◆ **ABOUT THIS EXERCISE**:
Repeat the whole listing exactly, leaving nothing out.

- - -

PR #5064, opened 2016-04-14
Move abstract functional tests to src projects

### LINKED ISSUE #5055: Functional Tests: Move Specification tests to source
EF has following test projects which are being published to nuget.org
-	Microsoft.EntityFrameworkCore.Relational.FunctionalTests
-	Microsoft.EntityFrameworkCore.FunctionalTests
-	Microsoft.EntityFrameworkCore.Relational.Design.FunctionalTests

- - -

◆ **RESULT OF THE TASK**:
PR #5064, opened 2016-04-14
Move abstract functional tests to src projects

### LINKED ISSUE #5055: Functional Tests: Move Specification tests to source
EF has following test projects which are being published to nuget.org
-	Microsoft.EntityFrameworkCore.Relational.FunctionalTests
-	Microsoft.EntityFrameworkCore.FunctionalTests
-	Microsoft.EntityFrameworkCore.Relational.Design.FunctionalTests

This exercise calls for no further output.